Hey all, I'm running into a curious situation: When running a Kedro pipeline in Databricks, and saving the results to MLflow (through kedro_mlflow plugin), occasionally some parallel code will trigger a new run on the experiment. The biggest example is running hyperparameter optimization with Optuna, when using n_jobs=-1 for parallel execution, out of 100 trials maybe ~4 will randomly trigger a new MLFlow run inside the experiment (the other trials run normally without triggering new runs).
This is driving me nuts. Any guess on possible causes for it?
Found it! Databricks enables autologging, and all the parallel stuff must be causing a desync at some points. Possibly an mlflow bug? Either way, just need to disable it with a hook.
might be worth putting something like this hook in the databricks starter
class DisableMLFlowAutoLogger: @hook_impl(tryfirst=True) def after_context_created(self, context) -> None: mlflow.autolog(disable=True)
Is this auto logging enable by default? From the docs it seems to be something you need to enable
https://mlflow.org/docs/latest/tracking/autolog.html
It's enabled by default on databricks (check https://docs.databricks.com/en/mlflow/databricks-autologging.html )
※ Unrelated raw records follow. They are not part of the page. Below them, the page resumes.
PR #297, opened 2026-07-30
feat(ext): metadata-retrieve over bridge manifest kinds (B-4)

scoobydrew83:
Implements backlog item **B-4** — PR-4 of the approved mini-plan [`docs/design/visual-manifest-builder.md`](https://github.com/scoobydrew83/sfdt/blob/develop/docs/design/visual-manifest-builder.md) (§PR-4), delivering the Chrome Extension Execution Plan's **P5-4** (package.xml builder) and **P5-5** (destructiveChanges.xml builder) acceptance criteria. Depends on B-3 (#295, bridge kinds `manifest.discover`/`manifest.render`, protocol 1.3), already on `develop`.

## What changed

**`extension/features/metadata-retrieve.ts`** — refactored into the extension's manifest builder with two data paths behind one UI:

- **Bridge-connected**: on open, the feature probes the bridge with `manifest.discover` (no `type` → org type list). When it answers, per-type member expansion goes through `manifest.discover` (typed), and *every* preview render goes through `manifest.render` with `{items, mode, apiVersion}`. A member-discovery failure surfaces as an error and collapses the node — never a fabricated empty tree. A slow render can't overwrite a newer selection (monotonic sequence guard).
- **Offline fallback**: when no bridge answers (offline / unauthorized / older CLI), the original worker-proxied SOAP path — `describeMetadata`/`listMetadata` + the private XML writer — is used **unchanged**, per PR #295's delegated decision. A status line always shows which path is active.
- **Destructive mode (P5-5)**: an Additive | Destructive toggle. Destructive previews the `destructiveChanges.xml` + empty `package.xml` pair (both textareas), shows a prominent `role="alert"` warning ("deploying this pair DELETES…") with a link to the `SFDT_DESTRUCTIVE_TIMING` docs (same URL the GUI builder uses), downloads both files together, and disables **Retrieve Zip** (a destructive manifest is deploy-time input). Works on both paths — bridge via `mode: 'destructive'`, offline via the kept private writer.
- **Per-org persistence (P5-4 AC-3)**: selections (wildcards + explicit members) persist in `chrome.storage.local` keyed by Salesforce host, restored on reopen (members seed the tree exactly like a package.xml import), plus a **Clear all** button that also wipes the stored key.
- **Live preview (P5-4 AC-2)**: re-renders on every tick; whole-type tick → `*` wildcard, any child ticks → explicit members.
[...]

PR #298, opened 2026-07-30
fix(ext): member-restore truncation + redundant renders in metadata-retrieve

scoobydrew83:
Follow-up to #297 (B-4), fixing two findings the **CI code-review bot posted on #297 about 90 seconds after the squash merge** (`0efec92`), plus two non-blocking notes from this PR's own review (#298 review at `36ce3c3`).

## Fix 1 — restoring a member-level selection permanently truncated that type's member list (functional defect)

`restoreSelections()` seeds the persisted member into `match.childXmlNames`, but `toggleExpand()`'s fetch guard was `if (anyMeta.expanded && (!anyMeta.childXmlNames || anyMeta.childXmlNames.length === 0))` — a check for *emptiness*, not *completeness*. After reopening the tool, that type's tree therefore showed **only** the restored member, permanently: collapse/re-expand never re-fetched, and there is no refresh affordance, so the user could not see or select any other member of that type without dropping the saved selection. (Wildcard restores were never affected. The imported-`package.xml` seeding path had the same defect and is fixed with it.)

- New `membersLoaded` flag, set **only** by a successful bridge (`manifest.discover`) or SOAP (`listMetadata`) member fetch. The guard is `expanded && !membersLoaded`, so a seeded-from-storage node still fetches its real member list while a genuinely loaded node does not re-fetch.
- The restored ticks **survive the fetch**: `mergeRestoredSelection()` re-applies the pre-fetch selected member names onto the fetched list, and a previously-selected member the org no longer returns is **kept** (with a log line naming it) rather than silently discarded — not losing the user's selection is the entire point of persistence, it matches B-1's GUI builder, and silent dropping is the dangerous direction in destructive mode.
- On fetch failure `membersLoaded` stays false, so a retry re-fetches instead of leaving a partial tree; seeded children and ticks are untouched.
- Fixed on **both** the bridge and offline SOAP paths.

**Review round 2 (#298 note 1):** `restoreSelections()` no longer sets `expanded = true`. An expanded seeded node *presented* a one-member list as the type's complete membership, and the affordance that unlocked the rest was an undiscoverable collapse-then-expand — the flag was right but the UX still lied. Restored types are now **collapsed**, so the *first* expand does the real fetch. The selection stays visible on the collapsed row: the type checkbox renders `indeterminate` (partial tick, `aria-label` "…(some members selected)") whenever members are selected without the whole-type tick. Clear-all clears it; a wildcard restore is a full tick, never partial.

## Fix 2 — expand/collapse cost a `manifest.render` round-trip (efficiency)

`toggleExpand()` ended with an unconditional `onSelectionChanged()`, so every browse click re-rendered the manifest over the bridge and rewrote the persisted selection even though no selection had changed. The effective manifest selection is now signature-compared across the toggle (`selectionSignature()`, backed by the same `collectSelectedItems()` that feeds the preview and persistence), and the persist + re-render fires only when it actually moved — which the seeded-member merge from Fix 1 can legitimately do. The "live preview updates on every selection change" AC is unchanged and explicitly re-tested.

**Review round 2 (#298 note 3a):** the bridge branch set `membersLoaded = true` unconditionally after coercing a non-array `members` payload to `[]`, so a malformed `ok: true` response produced a fabricated empty tree that then **never re-fetched** — exactly what the "never a fabricated empty tree" invariant exists to prevent. A members-less response is now a failure: surfaced as an error, node collapsed, still re-fetchable, seeded children and ticks intact. The offline SOAP path has no equivalent hole (`apiSoap` throws on every transport error and SOAP fault, so a falsy `listMetadata` result genuinely means zero members) — now documented in place rather than left implicit.

## Mutation verification

Each fix was verified by reverting it in place, confirming the new tests fail, then restoring (`grep -c MUTATION` → 0 after each):

| Mutation | Result |
| --- | --- |
| Fetch guard reverted to `childXmlNames.length === 0` | **3 failed / 46 passed** — the seeded-restore tests: bridge path, offline path, "keeps a restored member the org no longer lists" |
| `onSelectionChanged()` made unconditional again | **3 failed / 46 passed** — sticky-wildcard-on-expand, "fires no manifest.render for a plain expand/collapse, even with a live selection", "still renders on every real selection change (AC preserved)" |
| `restoreSelections()` reverted to `expanded = true` | **5 failed / 50 passed** — the two seeded-restore fetch tests, the ghost-member test, "renders a restored type collapsed…", "keeps a seeded selection intact through a members-less response" |
| Members-less payload coerced to `[]` instead of failing | **2 failed / 53 passed** — "never marks the node loaded, so it stays re-fetchable (no permanent empty tree)", "keeps a seeded selection intact through a members-less response" |

_(The first row corrects the earlier body, which said 45 passed — the reviewer's count of 46 is right; the file has 49 tests at that revision.)_ Note the dedicated no-redundant-render test was deliberately strengthened to hold a live selection on another type — with nothing selected, an unconditional re-render short-circuits on the empty-items branch and the mutation escapes.

## Tests (13 new)

Round 1 (7): seeded-member restore fetches the full list and preserves the tick (bridge **and** offline), org-no-longer-lists-member is kept, a genuinely loaded list is not re-fetched, no render/storage write on a plain expand/collapse (with and without a live selection), renders still fire on every real selection change.

Round 2 (6): restored type renders collapsed and the *first* expand fetches exactly once; partial tick present with the right `aria-label` and cleared by a whole-type tick; clear-all removes the partial tick and the stored entry; a wildcard restore is a full tick, not partial; a members-less discover surfaces an error and the next expand re-fetches; a seeded selection survives a members-less response.

## Not regressed

Sticky whole-type wildcard semantics, the `renderSeq` stale-render guard tests, the two-host persistence test, single-writer sentinel assertions on the bridge path, the offline SOAP fallback, the feature manifest — **no permission changes**, no new dependencies, no catalog drift.

## Out of scope (backlog)

The reviewer's note 2 (a kept ghost member is visually indistinguishable and announced only at `info` level), plus render-error staleness hint, `URL.revokeObjectURL`, deploy-panel label association, render-vs-discover timeout asymmetry, `JSON.stringify` for `selectionSignature()`, and a test seam for the detached import file input.

## Gates (at `bbac6e6`)

| Gate | Result |
| --- | --- |
| `extension/` `npx vitest run` | 84 files, **1232 tests passed** |
| `extension/` `npx tsc --noEmit` | clean |
| `extension/` `npx eslint .` | 0 errors, 0 warnings |
| `extension/` `npx wxt build` | OK — manifest `0.9.1` == `extension/package.json` |
| root `npm test` | 284 files, **4486 tests passed** |
| root `npm run check:all-contracts` | exit 0 |
| root `npm run lint` | exit 0 |
| `npm run generate:catalogs` | no drift |

Still pending human verification: unpacked-build smoke against a real org with `sfdt ui` running — specifically that a restored member selection shows as a partial tick on a collapsed type and that one expand yields the full member list with the tick preserved.


scoobydrew83 (commented):
## verdict: APPROVE

Adversarial review of `36ce3c3f1e91d59ca1464442d15fb4291f92c43a` against merge-base `0efec92`, in a detached worktree, with the explicit assumption of self-review bias (same agent wrote B-4 and this fix). I re-ran every gate, independently reproduced both mutation checks without reading the PR's table first, and wrote 8 of my own probes covering the paths the PR asserts but does not test. Both defects are genuinely fixed, not flag-fixed. Three non-blocking items below, one of which I'd like an answer on before the next extension PR.

---

### Gates (all re-run here, real numbers)

| Gate | Result | Matches PR claim |
| --- | --- | --- |
| `extension/` `npx vitest run` | **84 files / 1226 tests passed**, 0 failed (24.85s) | yes |
| `extension/` `npx tsc --noEmit` | exit 0, no output | yes |
| `extension/` `npx eslint .` | exit 0, 0 errors / 0 warnings | yes |
| `extension/` `npx wxt build` | exit 0, `.output/chrome-mv3` Σ 1.2 MB; built manifest `"version":"0.9.1"` == `extension/package.json` `0.9.1` | yes |
| root `npm test` | **284 files / 4480 tests passed**, 0 failed (65.31s) | yes |
| root `npm run check:all-contracts` | exit 0 (licenses 7 manifests / node `>=22.15.0` / auth-docs 53 files / FEATURES.json 1 entry / package-paths 117 files) | yes |
| root `npm run lint` | exit 0 | yes |
| `npm run generate:catalogs` | ran, `git status --porcelain` **empty** — zero drift | yes |

Single-file baseline for the mutation work: `test/metadata-retrieve.test.ts` = **49 tests passed**.

### Independent mutation checks (reproduced, not trusted)

**Mutation 1 — fetch guard reverted to `expanded && (!childXmlNames || childXmlNames.length === 0)`**

`Tests 3 failed | 46 passed (49)`. The three are exactly:
- `seeded member restore … > fetches the full member list on expand and keeps the restored tick (bridge path)`
- `seeded member restore … > fetches the full member list on expand and keeps the restored tick (offline path)`
- `seeded member restore … > keeps a restored member the org no longer lists rather than dropping the selection`

Failure text is the real symptom, not a proxy: the rendered tree reads `▼ApexClass` **`Gone`** and nothing else — the truncation, verbatim.

**Mutation 2 — `if (selectionSignature() !== signatureBefore) onSelectionChanged();` → unconditional `onSelectionChanged();`**

`Tests 3 failed | 46 passed (49)`. The three are exactly:
- `bridge-connected path > keeps the whole-type wildcard sticky when the type is expanded (bridge path)`
- `expand/collapse is browsing … > fires no manifest.render for a plain expand/collapse, even with a live selection`
- `expand/collapse is browsing … > still renders on every real selection change (AC preserved)`

Both mutations reverted with `git checkout --`; `git status --porcelain` empty after each, `grep -c MUTATION` → 0.

**Correction to the PR's table:** mutation 1 is **3 failed / 46 passed (49)**, not "3 failed / 45 passed". The identities of the failures match the claim exactly; only the passed count is off by one (the PR's totals imply 48 and 49 tests for the two runs — the file has 49 in both cases). Bookkeeping, not substance, but the table is wrong as written.

**Confirmed weak test, as the PR admits:** `writes no storage entry for a plain expand/collapse with nothing selected` does **not** fail under mutation 2 — with nothing selected, `persistSelections()` calls `storageRemove` on an absent key, which is indistinguishable from not writing. So that test is mutation-blind and proves almost nothing; the load-bearing one is the `even with a live selection` variant. The PR discloses this honestly, which I'll credit, but see nit 3.

### #7 — was the old sticky-wildcard test relying on the redundant render? Yes, verified

I restored `0efec92`'s version of the test file over the fixed source and ran only that test:

```
× keeps the whole-type wildcard sticky when the type is expanded (bridge path)
AssertionError: expected 0 to be greater than 0
```

The old test's *only* evidence of stickiness was the payload of the redundant render (`expect(renderCalls.length).toBeGreaterThan(0)` + per-call `items` assertion). With the redundant render gone there were no calls to inspect, so the assertion was vacuous-by-collapse. The rewrite replaces it with three independent proofs — children render ticked, the *next real* selection change carries exactly `[{ApexClass,'*'},{CustomObject,'*'}]` on an exact call count of 1, and unticking a member still narrows to `[{ApexClass,'Alpha'}]`. That is strictly stronger, and mutation 2 kills it. Claim upheld.

### What I exercised hands-on (8 probes I wrote, all pass on head; deleted afterwards)

- **package.xml-import seeding path** — the PR claims this shares the defect and is fixed, but ships **no test** for it (the repo documents why: the `<input type="file">` is created detached, `extension/test/metadata-retrieve.test.ts:393`). I got a seam by spying `document.createElement` to capture the detached input, then dispatched a real `File`/`change`. Result: import seeds `Alpha` only → collapse + expand fires exactly **1** `manifest.discover` → `Beta` appears, `Alpha` still ticked, `Beta` not. The claim is true; it is just unverified in-repo.
- **Failure semantics (#6, first half)** — bridge `manifest.discover` returning `ok:false` on the first attempt: error logged, node self-collapses, seeded child + tick intact, `membersLoaded` still false, and a single re-expand click issues discover **#2** and yields the full list with the tick preserved. Retry works.
- **Both restore paths end-to-end** — reproduced the PR's bridge and offline scenarios from storage independently, plus one it doesn't cover: *offline* org-no-longer-lists-member. `<members>Gone</members>` survives into the offline preview and `<members>Alpha</members>` stays out. Good — the merge is symmetric across paths.
- **`selectionSignature()` attacks** — see #5.
- **Offline preview freshness** — with a live selection, a plain expand leaves the locally computed XML byte-identical, and the *next* real tick still updates it. Skipping `onSelectionChanged()` leaves nothing stale on the path where the preview is computed in-page.
- Regression surface: `renderSeq` stale-render test, two-host persistence (`winForHost`), sticky-wildcard semantics, and the `SERVER-ADDITIVE-XML` / `SERVER-DESTRUCTIVE-XML` single-writer sentinel assertions (10 sites) all still present and green. `grep -c innerHTML extension/features/metadata-retrieve.ts` → **0**. Diff is 4 files: two CHANGELOGs + feature + test — no `package.json`, no `wxt.config.ts`, no `FEATURES.json`, no `generated/*`. Both CHANGELOGs place the entries under `## [Unreleased]` → `### Fixed`. Offline SOAP request construction is untouched by the diff.

### #5 — attacking `selectionSignature()`: no false negative is reachable from `toggleExpand`

The structural argument is what convinced me: `selectionSignature()` is `collectSelectedItems()` — the *same* function that feeds both `updatePreview()` and `persistSelections()`. So the gate cannot skip a render whose input differs, only one whose *string encoding* collides. I worked each case you'd worry about:

| Attack | Outcome |
| --- | --- |
| Ordering instability (merge appends a no-longer-listed member after the fetched ones) | **False positive, not negative.** Probed: storage order `Zeta,Alpha`, org returns `Alpha,Beta` → signature changes order-only → render *does* fire, with `items` exactly `[Alpha, Zeta]`, and the re-persisted storage matches the rendered payload byte-for-byte (no preview/storage drift). |
| Wildcard vs explicit collapsing to the same string | Unreachable. `*` is not a legal Salesforce `fullName`, and `restoreSelections()` routes a literal `'*'` down the wildcard branch before it can ever become a child. |
| Member added **and** removed in one toggle | Impossible by construction: `mergeRestoredSelection()` only sets `selected = true` and only pushes; it never unticks and never drops. |
| Type ticked while its only child unticked | Can't coexist — the child `change` handler sets `obj.selected = false` on untick. Even if forced, `collectSelectedItems()` short-circuits on `meta.selected`, so signature *and* manifest are both `T:*` before and after — consistent, not stale. Probed the benign version: expanding a wildcard-ticked type fires 0 renders and leaves the preview byte-identical. |
| Duplicate member names across types | Type-prefixed, and `toggleExpand` mutates exactly one type's children — a cross-type collision cannot be constructed in a single toggle. |
| Empty vs cleared | Both `''` → skip is correct; `clearAllSelections()` calls `updatePreview()` on its own path and does not route through the gate. |
| Delimiter injection — a `fullName` containing `\|` or `:` (Layout names can) | Theoretically collapsible (`A:x\|B:y` from one item vs two), but it needs a *cross-type* swap in one toggle, which `toggleExpand` cannot do. Safe here; fragile if this helper is ever reused for a broader diff. See nit 3. |

I could not construct a missed re-render. The gate is placed correctly (signature captured before `expanded` flips; `collectSelectedItems` doesn't read `expanded`).

### #4 — keeping a selected member the org no longer lists: **correct**, and better than the precedent

I checked what the rest of the system does in exactly this situation:

- **GUI builder (B-1, `gui/src/pages/ManifestBuilder.jsx`)** keeps `sel.members` (a `Map<type, Set<member>>`, persisted to `localStorage`) **completely independent** of the fetched `membersByType`. `selectionToItems()` emits every persisted member regardless of whether the org still lists it — and does so **silently, with no log line and no marker**. So the GUI already keeps ghosts; this PR matches that behaviour and additionally tells the user. Divergence would have been the defect.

Since most people run Kedro on databricks through the notebooks, this conflict might appear
Interesting, any idea why this only triggers random on a subset of parallel runs but not all?
No idea. But my guess is some desync or race condition in how mlflow deals with passing the run parameters across a cluster, I doubt the problem comes from Kedro
Can you open an issue in kedro-mlflow with your proposed solution ( a link to this conversation is enough)? I'm inclined to add it by default in the plugin.